# Help I Dont Know How To Do This [factorial Question]

• Sep 11th 2007, 01:52 PM
imarc
Help I Dont Know How To Do This [factorial Question]
There are 10 students in a rectangular table. Tanya has to sit at the head table. Henry cannot sit beside Nancy or Wilson. How many ways can you rearrange the sitting?

I cant do this question can someone help!!!

Thanks so much
Marc
• Sep 11th 2007, 02:12 PM
Jhevon
Quote:

Originally Posted by imarc
There are 10 students in a rectangular table. Tanya has to sit at the head table. Henry cannot sit beside Nancy or Wilson. How many ways can you rearrange the sitting?

I cant do this question can someone help!!!

Thanks so much
Marc

is the arrangement such that one person can sit at the head, one at the end, and 4 on each side?
• Sep 11th 2007, 02:18 PM
imarc
yes
• Sep 11th 2007, 03:11 PM
Plato
Once we have established the “head of table”, the table is now ordered. All we need to do is count the number of ways to seat the other nine. That is (9!) ways without any other restrictions. However, there are other restrictions. So lets count the cases we don’t want. There are 2(8!) ways for Nancy and Henry are seated together. The same for Henry and Wilson to be seated together. But if we add those two we have counted the cases where Nancy, Henry, and Wilson are seated as a threesome with Henery between them: 2(7!).

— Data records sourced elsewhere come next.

PR #77, opened 2026-04-14
[Test][GEMM] Update Xsfvqdotq GEMM tests

myeh01:
This PR updates the Xsfvqdotq tests and benchmarks to the style introduced in #56.


Aaron-Hutchinson:
It looks like this branch might need a rebase after the merge base changed? The diff looks to be including changes from #71.

test/gemm/gemm_i8rcp_i8pc_i32_xsfvqdotq.c
```diff
@@ -0,0 +1,215 @@
...
+#include "skl-test-driver.h"
+#include "skl_test_gemm.h"
+#include <inttypes.h>
+#include <stddef.h>
+#include <stdint.h>
+#include <stdio.h>
+#include <stdlib.h>
+#include <string.h>
+
+static void skl_gemm_i8rcp_i8pc_i32_xsfvqdotq_ref(
```
Aaron-Hutchinson: Shouldn't we just put this in `skl-ref` so that the kernel docstring can refer to it instead of having the `k % 4 == 0` restriction?
https://github.com/sifive/skl/blob/1188c2f9816ce15a7cbe1b5c56e9330fc995178d/src/gemm/xsfvqdotq/gemm_i8rcp_i8pc_i32_xsfvqdotq.h#L41-L51

test/gemm/gemm_f32rcprc_f32rcprc_f32rcprc.c
```diff
@@ -20,6 +20,7 @@
 #include <stdlib.h>
 #include <string.h>
 
+// NOLINTBEGIN(readability-function-cognitive-complexity)
```
Aaron-Hutchinson, line 25: Why did this need to be added?

test/gemm/xsfvqdotq/skl_gemm_i8rcp_i8pc_i32_xsfvqdotq.c
```diff
@@ -0,0 +1,106 @@
+// Copyright 2026 SiFive, Inc.
+// SPDX-License-Identifier: Apache-2.0
```
Aaron-Hutchinson: This will need an update after #88 merges.

Aaron-Hutchinson (commented):
Looks good overall. Just a couple questions.

test/gemm/gemm_f32rcprc_f32rcprc_f32rcprc.c
myeh01: The "cognitive complexity" of this function exceeded the threshold.
https://clang.llvm.org/extra/clang-tidy/checks/readability/function-cognitive-complexity.html
I recently encountered a similar warning for the packed f32 GEMM test harness (maybe a toolchain update caused this?), so that will need to be updated too. We could also increase the threshold instead.

test/gemm/gemm_i8rcp_i8pc_i32_xsfvqdotq.c
myeh01: Maybe @hdelassus or @ericlove can give their thoughts? This kernel has an unusual API that's a mix of the GEMM and packed GEMM APIs and is not quite correctly described with `gemm_i8rcp_i8pc_i32`, even for the vectorized routine. Or maybe we could add something like `any_k` in the specialization field of the name to indicate this, so we would have
```
skl_gemm_any_k_i8rcp_i8pc_i32_xsfvqdotq
skl_gemm_any_k_i8rcp_i8pc_i32_ref
```
Let me know what you think.

test/gemm/gemm_f32rcprc_f32rcprc_f32rcprc.c
Aaron-Hutchinson: Right, I was more asking about why it was an issue here but not in #81. Maybe the change to `SKL_TEST_BUF_CREATE` pushed it over the limit?

I'm generally not in favor of selectively disabling lint checks or increasing thresholds instead of just addressing the underlying issue causing the warning.

test/skl-test-driver.h
```diff
@@ -423,7 +423,7 @@ typedef enum {
       }                                                                        \
       break;                                                                   \
     case SKL_TEST_SEQ: {                                                       \
-      TYPE step = ((BUF)->max - (BUF)->min) / (BUF)->len;                      \
+      TYPE step = (BUF)->len ? ((BUF)->max - (BUF)->min) / (BUF)->len : 0;     \
```
Aaron-Hutchinson, line 428: ~I can't find the motivation for this. Is a step of 0 being used somewhere?~

Sorry, I misread it. I guess this is to call `SKL_TEST_BUF_CREATE` when `len` is 0.

myeh01: Yeah the linter complained about possible division by 0.

test/gemm/gemm_f32rcprc_f32rcprc_f32rcprc.c
myeh01: Yeah, it looks like the check on whether `(BUF)->len` was 0 pushed it over.

test/skl-test-driver.h
Aaron-Hutchinson: I'm still trying to figure out why this was an issue in this PR but not #81. Does it only complain when `SKL_TEST_SEQ` is used somewhere? I haven't encountered this error yet myself.

test/gemm/gemm_i8rcp_i8pc_i32_xsfvqdotq.h
```diff
@@ -0,0 +1,61 @@
+// Copyright 2026 SiFive, Inc.
```
pvchupin: Should be updated as well

test/gemm/gemm_i8rcp_i8pc_i32_xsfvqdotq.c
```diff
@@ -0,0 +1,215 @@
+// Copyright 2026 SiFive, Inc.
```
pvchupin: should be updated

test/skl-test-driver.h
myeh01: I think I see now. For float types, the division becomes floating point division, which allows division by zero. For int types, division by zero is undefined.

Aaron-Hutchinson: Oh! That makes sense, but it raises a new question on why clang-tidy didn't have an issue with the transpose PR #84. Are unsigned types treated differently here? I can't find anything that would suggest that to be the case.

myeh01: I think it only complains if there is a branch that explicitly sets the length to 0. In the transpose tests, the buffer lengths are just computed as
```
h->a.len = h->m * h->rsa;
h->at.len = h->n * h->rsat;
```
whereas in the GEMM tests, the array length is explicitly set to 0 if one of the matrix dimensions is 0.

Aaron-Hutchinson: Ah, I see. Thanks for sorting out this explanation.

test/gemm/gemm_i8rcp_i8pc_i32_xsfvqdotq.c
Aaron-Hutchinson: What was the conclusion on this? I see that the reference function that was initially added is gone now.

myeh01: Still under discussion.

PR #78, opened 2026-04-15
[Test] Convert depthwise conv2d test harness

peichialin:
[Key changes]
* Create three testharnesses for i8/f16/f32. Each defines the members and fundemantal functions (init, verify, report, cleanup) for specialized kernel tests.
* To offer the flexibility of adding new specializations based on custom extensions in the future, we maintain the current tests based on standard rvv extension in a `rvv` subfolder.
* More tests are added to increase the test coverage: different combinations of strides, dilations and depthwise_conv2d.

Remove the ones we don’t want from the total:
(9!)-[2(8!)+2(8!)-2(7!)].
• Sep 12th 2007, 03:40 AM
imarc
Quote:

Originally Posted by Plato
Once we have established the “head of table”, the table is now ordered. All we need to do is count the number of ways to seat the other nine. That is (9!) ways without any other restrictions. However, there are other restrictions. So lets count the cases we don’t want. There are 2(8!) ways for Nancy and Henry are seated together. The same for Henry and Wilson to be seated together. But if we add those two we have counted the cases where Nancy, Henry, and Wilson are seated as a threesome with Henery between them: 2(7!).

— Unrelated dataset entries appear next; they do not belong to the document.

PR #79, opened 2026-04-15
[Softmax] Improves Xsfvfexp32e performance for "small" 2D sizes.

ebavier:
New "mvec" kernels improve performance in cases where N, the number of matrix columns, is less than 2*__riscv_vsetvlmax_e32m8().

* src/softmax/softmax_f32_xsfvfexp32e.c (skl_softmax_2d_mvec_f32_xsfvfexp32e): New high-level dispatch.
(skl_softmax_2d_f32_xsfvfexp32e): Use it when N and M are appropriately sized.

### DIFF
--- a/src/softmax/softmax_f32_xsfvfexp32e.c
+++ b/src/softmax/softmax_f32_xsfvfexp32e.c
@@ -1,4 +1,4 @@
-// Copyright 2025 SiFive, Inc.
+// Copyright 2026 SiFive, Inc.
 // SPDX-License-Identifier: Apache-2.0
 
 #if !defined(__riscv_xsfvfexp32e)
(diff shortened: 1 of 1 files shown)


src/softmax/softmax_f32_xsfvfexp32e.c
```diff
@@ -195,3 +196,740 @@ SKL_FUNC void skl_softmax_2d_f32_xsfvfexp32e(float *s, const size_t rss,
...
+
+  vfloat32m1_t R = __riscv_vfmul_vv_f32m1(r, r, vl);
+  vfloat32m1_t p89a = __riscv_vfmacc_vv_f32m1(c8, r, p9a, vl);
+
+  vfloat32m1_t S = __riscv_vfmul_vv_f32m1(R, R, vl);
+  vfloat32m1_t p2345 = __riscv_vfmacc_vv_f32m1(p23, R, p45, vl);
+  vfloat32m1_t p6789a = __riscv_vfmacc_vv_f32m1(p67, R, p89a, vl);
+
+  vfloat32m1_t p = __riscv_vfmacc_vv_f32m1(p2345, S, p6789a, vl);
+  p = __riscv_vfmacc_vv_f32m1(r, R, p, vl);
```
hdelassus, line 612: I'm curious if the choice of an Estrin evaluation scheme was motivated by something in particular vs a Horner scheme?

hdelassus (approved):
Wow, that was quite complex to review for me, but FWIW it looks good to me. I assume tests for both variants will be added by #83 ?

ebavier:
> Wow, that was quite complex to review for me, but FWIW it looks good to me.

I thought it might be tough, thanks for looking over!

> I assume tests for both variants will be added by #83 ?

More extensive tests, yes.  Until then, `test/softmax/softmax_2d_f32.c` covers tests for the 2D functions.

Remove the ones we don’t want from the total:
(9!)-[2(8!)+2(8!)-2(7!)].

i understand where you got the 9! but howdid you get the2 and (8!)
• Sep 12th 2007, 05:24 AM
Plato
To count the number of ways for Henry and Nancy may sit together; think of them as one unit. Now instead of nine to arrange we have eight, (8!). But we can have HN or NH in those orders thus 2(8!) is the number of ways Henry and Nancy may sit together. For all three we have NHW or WHN which counts a one block thus 2(7!).
• Sep 12th 2007, 07:48 AM
ThePerfectHacker
There is a nice application of Burnside's formula on G-sets which I learned few years ago to doing these rotational combinatorics problem. Here. (post #14).